Ohne dem Forum wäre bei mir garantiert aich vieles schiefgelaufen.
DANKE


----------



## Dilmun (22. Aug. 2010)

*AW: Einfach mal D A N K E*



Auch von mir ein herzliches Dankeschön an die Admin's.....

Und auch an die vielen User, die ihre Erfahrungen zugänglich gemacht haben. toll
Selbst mit meinen Zwergenteichlein habe ich viel gelernt und von eurem Wissen enorm profitiert. 
In den verschiedenen Gartencentern habe ich mich nie so gut beraten gefühlt.


----------



## jochen (22. Aug. 2010)

*AW: Einfach mal D A N K E*

Hallo,

ja, ich sag auch mal Danke...




Mit freundlichen Gruss,

Jochen


----------



## dersil (23. Okt. 2010)

*AW: Einfach mal D A N K E*

das ist doch ein Thread wo ich mich gerne anschließe

hatte zwar eine lange Pause (privat bedingt)

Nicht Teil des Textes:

Issue #3364, opened 2019-11-17
Ctrl+click to follow link not working


yetAnotherUsernameTaken:
# Current behavior

Clicking on toc contents does not scroll to linked content in Xubuntu 18.04 .

# Expected behavior

After clicking on toc link, it should scroll to linked or related content.

# Steps to reproduce

1) Make a new note in boostnote.
2) Generate toc 
3) click on toc content

Then you can notice that it does not scroll to linked content.

# Environment

- Version : 0.13
- OS Version and name : xubuntu 18.04

Flexo013:
I can't reproduce this on Ubuntu 16.04.

There were some errors with links not working in version 0.13.0. Those should be fixed in the next release, so hopefully this issue will also be resolved by that.

arcturus140:
this might be caused by a special character. To reproduce we need to know the TOC entry that is failing.

yetAnotherUsernameTaken:
Please check with this markdown note. I am not able to, make the toc links click and make it go to content in xubuntu 18.04.
As you have said, it might issue with recent build, i hope this might be fixed in next version.

[interview questions.txt](https://github.com/BoostIO/Boostnote/files/3858965/interview.questions.txt)
 
Thank you.

Flexo013:
When I create a note with that exact content the TOC links all work fine for me on Ubuntu 16.04. 

Could somebody else with xubuntu 18.04 confirm that this issue exists?

ignaciogarcia:
This happens on MacOS too, it's driving me nuts. Version 0.13.0.

Has been happening for a while now, I must add. I even rolled back to an older version some time ago to recover the functionality, but now I've upgraded to see if the issue had dissapeared and no, it's there.

Flexo013:
@ignaciogarcia Was all TOC links that did not work for you or just scrolling issues?

ignaciogarcia:
I didn't thoroughly click in all TOC links, but the ones I tried didn't work. The "Press Cmd + click to follow link" popup does appear in the editor window, but following the instructions doesn't have any effect. Nor does it if I click on a link in the preview window.

As mentioned, falling back to 0.12.1 fixes the problem IN THE PREVIEW WINDOW. Doesn't work either in the editor window.

I have tried with an old installation (0.11.13) I have at another Mac at home and the behavior is the same; links in the preview window do work, links in the editor window preceded by the popup don't.

Flexo013:
[...]

Issue #1007, opened 2017-10-23
Random words underlined


Parasrah:
## Problem
Words such as `feedbac` are underlined for no apparent reason.

## Example
![image](https://user-images.githubusercontent.com/14935550/31906409-45f9c7e6-b7ee-11e7-833d-8402812c0455.png)

asmsuechan:
Hi, @Right2Drive. Thank you for reporting. I'll investigate it.

Right2Drive:
Np, I'm on version 0.8.15 if that helps you out at all 😄

asmsuechan:
This is the condition that this unexpected behavior happens: if the word is any of `{w| consisted of the combination of more than 7 letters from {a, b, c, d, e, f}}`

These words accept the condition: aaaaaaa, aabbccddee, aefffff
These words reject the condition: a, abcdefg

xpac1985:
If that wasn't obvious - it seems to be some automatic underlining HEX values...

Flexo013:
This issue no longer seems to exist on 0.15.3.

PR #3478, opened 2020-02-19
Fix 3364 editor ctrl click

AWolf81:
## Description

I've added the missing link handling for `:tag`, `:line` & `:note` links in editor (ctrl+click handling). This branch is based on branch `feature-tag-links` so this PR is waiting for PR #3002 to be approved/merged.

I first wanted to move the script from MarkdownPreview link handling to a file that we can use at both location but I think it's OK to have some code duplication at two locations.
It's also not identical code but pretty similar. If there is a location where I can put the `specialLinkHandler` method, I can add it but I think it's also OK like I have added it.

You can test the link handling with the following Markdown (requires some updates so tags & notes are available):
```md
# Tag link test

- Item 1 [#Typescript](:tag:#Typescript)
- Item 2 [#1st tag](:tag:#1st)

# Note link
[XSS plantuml](:note:9a4c36c2-84e9-448a-a01c-eb1e555b7a6b)

# Some dummy text (for line link test)
Lorem ipsum dolor sit amet, consetetur sadipscing elitr, sed diam nonumy eirmod tempor invidunt ut labore et dolore magna aliquyam erat, sed diam voluptua. At vero eos et accusam et justo duo dolores et ea rebum. Stet clita kasd gubergren, no sea takimata sanctus est Lorem ipsum dolor sit amet. Lorem ipsum dolor sit amet, consetetur sadipscing elitr, sed diam nonumy eirmod tempor invidunt ut labore et dolore magna aliquyam erat, sed diam voluptua. At vero eos et accusam et justo duo dolores et ea rebum. Stet clita kasd gubergren, no sea takimata sanctus est Lorem ipsum dolor sit amet.

# Line link
[Goto line 3](:line:3)

# External link
[Google](https://www.google.com)
```

## Issue fixed

#3364

## Type of changes

## Checklist:

## Screenshot:
grafik

## Code decisions:
- Created `eventEmitter.emit` method in `hyperlink.js` as importing from `eventEmitter.js` was not working. I think that's OK as only the emit method is needed here.
- New event `dispatch:push` added to `browser/main/main.js` it's used to dispatch a push action to `connected-router` so it's possible to change the route for tag link handling. Not sure about the naming but I think it is OK. Location of the listener is also OK in main.js or is there a better location?
- Reading the link href from the editor is a bit different compared to the MarkdownPreview. It is using the `innerText` of the clicked node, trims whitespaces (in case there are some - probably optional) and remove the braces.

### DIFF
--- a/extra_scripts/codemirror/addon/hyperlink/hyperlink.js
+++ b/extra_scripts/codemirror/addon/hyperlink/hyperlink.js
@@ -1,22 +1,31 @@
-(function (mod) {
-  if (typeof exports === 'object' && typeof module === 'object') { // Common JS
+;(function(mod) {
+  if (typeof exports === 'object' && typeof module === 'object') {
+    // Common JS
     mod(require('../codemirror/lib/codemirror'))
-  } else if (typeof define === 'function' && define.amd) { // AMD
+  } else if (typeof define === 'function' && define.amd) {
+    // AMD
     define(['../codemirror/lib/codemirror'], mod)
-  } else { // Plain browser env
+  } else {
+    // Plain browser env
     mod(CodeMirror)
   }
-})(function (CodeMirror) {
+})(function(CodeMirror) {
   'use strict'
 
   const shell = require('electron').shell
+  const remote = require('electron').remote
+  const eventEmitter = {
+    emit: function() {
+      remote.getCurrentWindow().webContents.send.apply(null, arguments)
+    }
+  }
   const yOffset = 2
 
   const macOS = global.process.platform === 'darwin'
   const modifier = macOS ? 'metaKey' : 'ctrlKey'
 
   class HyperLink {
-    constructor (cm) {
+    constructor(cm) {
       this.cm = cm
       this.lineDiv = cm.display.lineDiv
 
@@ -28,11 +37,16 @@
       this.tooltip = document.createElement('div')
       this.tooltipContent = document.createElement('div')
       this.tooltipIndicator = document.createElement('div')
-      this.tooltip.setAttribute('class', 'CodeMirror-hover CodeMirror-matchingbracket CodeMirror-selected')
+      this.tooltip.setAttribute(
+        'class',
+        'CodeMirror-hover CodeMirror-matchingbracket CodeMirror-selected'
+      )
       this.tooltip.setAttribute('cm-ignore-events', 'true')
       this.tooltip.appendChild(this.tooltipContent)
       this.tooltip.appendChild(this.tooltipIndicator)
-      this.tooltipContent.textContent = `${macOS ? 'Cmd(⌘)' : 'Ctrl(^)'} + click to follow link`
+      this.tooltipContent.textContent = `${
+        macOS ? 'Cmd(⌘)' : 'Ctrl(^)'
+      } + click to follow link`
 
       this.lineDiv.addEventListener('mousedown', this.onMouseDown)
       this.lineDiv.addEventListener('mouseenter', this.onMouseEnter, {
@@ -47,7 +61,7 @@
         passive: true
       })
     }
-    getUrl (el) {
+    getUrl(el) {
       const className = el.className.split(' ')
 
       if (className.indexOf('cm-url') !== -1) {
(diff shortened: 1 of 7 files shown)


extra_scripts/codemirror/addon/hyperlink/hyperlink.js
```diff
@@ -60,13 +74,83 @@
...
+      // this will match the old link format storage.key-note.key
+      // e.g.
+      // 877f99c3268608328037-1c211eb7dcb463de6490
+      const regexIsLegacyNoteLink = /^(.{20})-(.{20})$/
+      if (regexIsLegacyNoteLink.test(linkHash)) {
+        eventEmitter.emit('list:jump', linkHash.split('-')[1])
+        return
+      }
+
+      const regexIsTagLink = /^:tag:#([\w]+)$/
```
ZeroX-DG: Can you remove the `#` since we decided to remove `#` from tag link in the previous PR?

ZeroX-DG:
@AWolf81 ping

AWolf81:
@ZeroX-DG Sorry, for not responding. I've thought your requested changes are easy to fix but there is a new issue once I've removed the `#` from the link and I'm not sure how to fix it.

Codemirror is changing the link handling with-out the `#`. In the following screenshot you can see the difference.
grafik
The first link is as we'd like to have it `:tag:1st` and the second is the old one with the hash `:tag:#1st`. You can see at the editor highlighting that Codemirror does something different - blue text vs red. 
In the html markup there are several spans for the url instead of one.

I need to do more debugging for this. Do you have an idea what could cause this? An easy fix would be to use the `#` in tag links but I'll try to find a solution with the consistent tag-links as discussed before.

extra_scripts/codemirror/addon/hyperlink/hyperlink.js
```diff
@@ -60,13 +74,83 @@
...
 
+      const rawHref = e.target.innerText.trim().slice(1, -1) // get link text from markdown text
+
+      if (!rawHref) return // not checked href because parser will create file://... string for [empty link]()
+
+      const parser = document.createElement('a')
+      parser.href = rawHref
+      const { href, hash } = parser
+
+      if (!rawHref) return // not checked href because parser will create file://... string for [empty link]()
```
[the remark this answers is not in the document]
AWolf81: OK, no problem. I've removed it.

extra_scripts/codemirror/addon/hyperlink/hyperlink.js
AWolf81: I've removed it but there is a new issue introduced by this change - see comment below.

ZeroX-DG:
CodeMirror used to do weird things in the markdown syntax. For example:
- https://github.com/BoostIO/Boostnote/issues/1007

So I think it's CodeMirror Markdown parsing issue. Currently Boostnote used its' own CodeMirror mode, so we can fix this by overriding the rule in mode I think. But I'm not quite sure how to do it yet. I'll see if I can find out a way to fix this but in the mean time u are welcome to help me investigate on it.

AWolf81:
@ZeroX-DG OK, I've found the location of the problem. It's inside `codemirror/mode/gfm.js` in the regex 
```js
var urlRE = /^((?:(?:aaas?|about|acap|adiumxtra|af[ps]|aim|apt|attachment|aw|beshare|bitcoin|bolo|callto|cap|chrome(?:-extension)?|cid|coap|com-eventbrite-attendee|content|crid|cvs|data|dav|dict|dlna-(?:playcontainer|playsingle)|dns|doi|dtn|dvb|ed2k|facetime|feed|file|finger|fish|ftp|geo|gg|git|gizmoproject|go|gopher|gtalk|h323|hcp|https?|iax|icap|icon|im|imap|info|ipn|ipp|irc[6s]?|iris(?:\.beep|\.lwz|\.xpc|\.xpcs)?|itms|jar|javascript|jms|keyparc|lastfm|ldaps?|magnet|mailto|maps|market|message|mid|mms|ms-help|msnim|msrps?|mtqp|mumble|mupdate|mvn|news|nfs|nih?|nntp|notes|oid|opaquelocktoken|palm|paparazzi|platform|pop|pres|proxy|psyc|query|res(?:ource)?|rmi|rsync|rtmp|rtsp|secondlife|service|session|sftp|sgn|shttp|sieve|sips?|skype|sm[bs]|snmp|soap\.beeps?|soldat|spotify|ssh|steam|svn|tag|teamspeak|tel(?:net)?|tftp|things|thismessage|tip|tn3270|tv|udp|unreal|urn|ut2004|vemmi|ventrilo|view-source|webcal|wss?|wtai|wyciwyg|xcon(?:-userid)?|xfire|xmlrpc\.beeps?|xmpp|xri|ymsgr|z39\.50[rs]?):(?:\/{1,3}|[a-z0-9%])|www\d{0,3}[.]|[a-z0-9.\-]+[.][a-z]{2,4}\/)(?:[^\s()<>]|\([^\s()<>]*\))+(?:\([^\s()<>]*\)|[^\s`*!()\[\]{};:'".,<>?«»“”‘’]))/i
```

There is a `tag` matcher that's causing the problem. I have to check where I can override the regex rule in bfm.js or should we change the tag link syntax back to `:tag:#tagname`? Because changing the regex would limit the user from using `tag` inside urls.

The other issue with `feedback` is not happening.

During testing, if found another issue: If your search term is matching `tag` then the link handling is not working as expected.
grafik

ZeroX-DG:
It's tempting to switch back to the `#` syntax but that will conflict with @Rokt33r idea. We probably need to fix this instead of using a workaround.

AWolf81:
Yes, you're right. We should try to fix it.

I've changed the regex URL_re in gfm by removing the `tag` then it was working. I'll check later what link it was planned to match because I think it shouldn't match:
`tag:something`

Do you know how I can overwrite or replace the gfm inside the bfm mode?

ZeroX-DG:
That's a hard problem, I'm still investigating how we can do that. I wonder if we create our custom `gfm` mode file and include it like `bfm` mode, would it work?

AWolf81:
@ZeroX-DG Yes, that was a hard one.
But I think it's OK now. Please have a look.

I've added gfm with a modified regex to Boostnote. I removed the `tag` from `urlRe`. Do you know what link the tag should match? Is it tag://something? I haven't found anything about it in my Google search - so I can't improve the Regex.

I've also fixed the other issue with the search term hitting a link. Just highlighting of the link looks a bit off but the click handler is working as expected. (I also added this to normal link handler - code duplication is OK here as it's only used in two locations)
Should I check the highlighting as well or is it OK as it is?

ZeroX-DG:
The highlighting works flawless on my side. I think this looks cool. Can you show me the highlighting bug on your side @AWolf81 ?

AWolf81:
@ZeroX-DG I wouldn't say it's a bug. I just think this could be improved.
Hovering over the search term `tag` just shows `ctrl+click` tooltip but no link highlighting displayed (see first screenshot below). Or hovering over the other parts : or :1st will just highlight that part of the link instead of the complete link.

Hovered search term screenshot:
grafik

And here with-out a search term and correct light blue highlighting:
grafik

I'm not sure if I'm a bit too critical here but fixing this could be a bit tricky as the yellow highlighting is conflicting the hover effect and that there a multiple spans involved. I think that could be also fixed later as the click handling is working as expected.

ZeroX-DG:
@AWolf81 I see. I think it's gonna be very tricky to fix the highlighting for the search term. Since it's not a major issue, I don't think with should hold this PR and fix it. I think for now this PR looks great, I'll approve it and get it merge first. Then we can find a way to deal with that search term highlighting stuff.

ZeroX-DG:
A possible solution for that issue is by using markText to create our own link element
https://codemirror.net/doc/manual.html#markText

Flexo013:
Nice fix! This works properly for both internal links (to different views) and external links.

However, there does still seem to be an issue with this not working for references within a single note. For example in the TOC: 
image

doch fühlte ich mich hier immer gut aufgehoben

Danke an Euch


----------



## herbi (23. Okt. 2010)

*AW: Einfach mal D A N K E*

Hallo Dietmar,....



Boxerfan schrieb:


> Mit Hilfe des Forums habe ich meine Fehler ausgemerzt und Freude am Teich.
> In diesem Sinne
> vielen Dank
> Dietmar



so soll es auch sein,....


Einige von uns trinken gerne beim* HGT Treffen 2011 *ein Glas Limo mit dir,....

Natürlich auf deine Rechnung,...

Binschowech.....


----------



## tipit (23. Okt. 2010)

*AW: Einfach mal D A N K E*

Auch Ich und die  Fische sagen herzlichen Dank für Dieses Forum.

Hätte ich mehr Zeit, würde ich sehr sehr gerne öfters hier sein.

Ein herzliches hessisches DANGE von TIPIT UN DE FISCH .


Grüße
Tipit


----------



## Echinopsis (23. Okt. 2010)

*AW: Einfach mal D A N K E*



dersil schrieb:


> hatte zwar eine lange Pause (privat bedingt)



Umso schöner dass Du das Forum wiedergefunden hast 
Dann mal ein welcome back!


----------



## Springmaus (24. Okt. 2010)

*AW: Einfach mal D A N K E*

Hallo an alle 

da kann ich mich nur anschließen ein tolles Forum hier !!!

Habe hier sehr viel gelernt und im Chat schon viele nette Stunden verbracht !!!!!


----------